Material provided
PR #881, opened 2023-03-09
Refining Code Organization: moving methods, renaming and grouping files

mirshahriar:
#### Release Note

```release-note
None
```


fmartingr (approved):
Awesome work. I have only one nit on one filename, but so far it seems that no logic was harmed in the process 👍

internal/provisioner/installation_provisioner.go
```diff
@@ -0,0 +1,50 @@
+// Copyright (c) 2015-present Mattermost, Inc. All Rights Reserved.
```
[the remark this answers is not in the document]
mirshahriar: These three methods implement `InstallationProvisioner` interface which is used by **Installation Supervisor**. That's why I have kept them together in this file `installation_provisioner`.

mirshahriar:
> you have removed/not added the header boilerplate in several files

I have added "header" text to these new files. However, I can see that some existing files lack this text. I'm not touching those files in this PR.

model/provisioner_param.go
```diff
@@ -0,0 +1,21 @@
+// Copyright (c) 2015-present Mattermost, Inc. All Rights Reserved.
+// See LICENSE.txt for license information.
+//
+
+package model
+
+// ProvisioningParams represent configuration used during various provisioning operations.
+type ProvisioningParams struct {
```
gabrieljackson, line 8: nit: I can see why you moved this config object to `model`, but it may still be better suited staying in `internal`. My general guideline for whether something should be in `model` or not is if there is a situation where an outside service may want to reference or use the object. In this case, ProvisioningParams is only really used in our internal supervisor/provisioner code so not sure it would be useful.

As I said, this is just a general guideline and not something I feel strongly on. Just figured I would mention it.

gabrieljackson (approved):
LGTM! Just one non-blocking comment.

model/provisioner_param.go
mirshahriar: That is right. To solve the cycle dependency, I must package it separately. What about a model `package` inside the `/internal/provisioner/model` directory?

mirshahriar: I think I have found a solution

What the exercise asks
In the listing, find all lines with the string "package" and copy them.

Solved problem
+package model
mirshahriar: That is right. To solve the cycle dependency, I must package it separately. What about a model `package` inside the `/internal/provisioner/model` directory?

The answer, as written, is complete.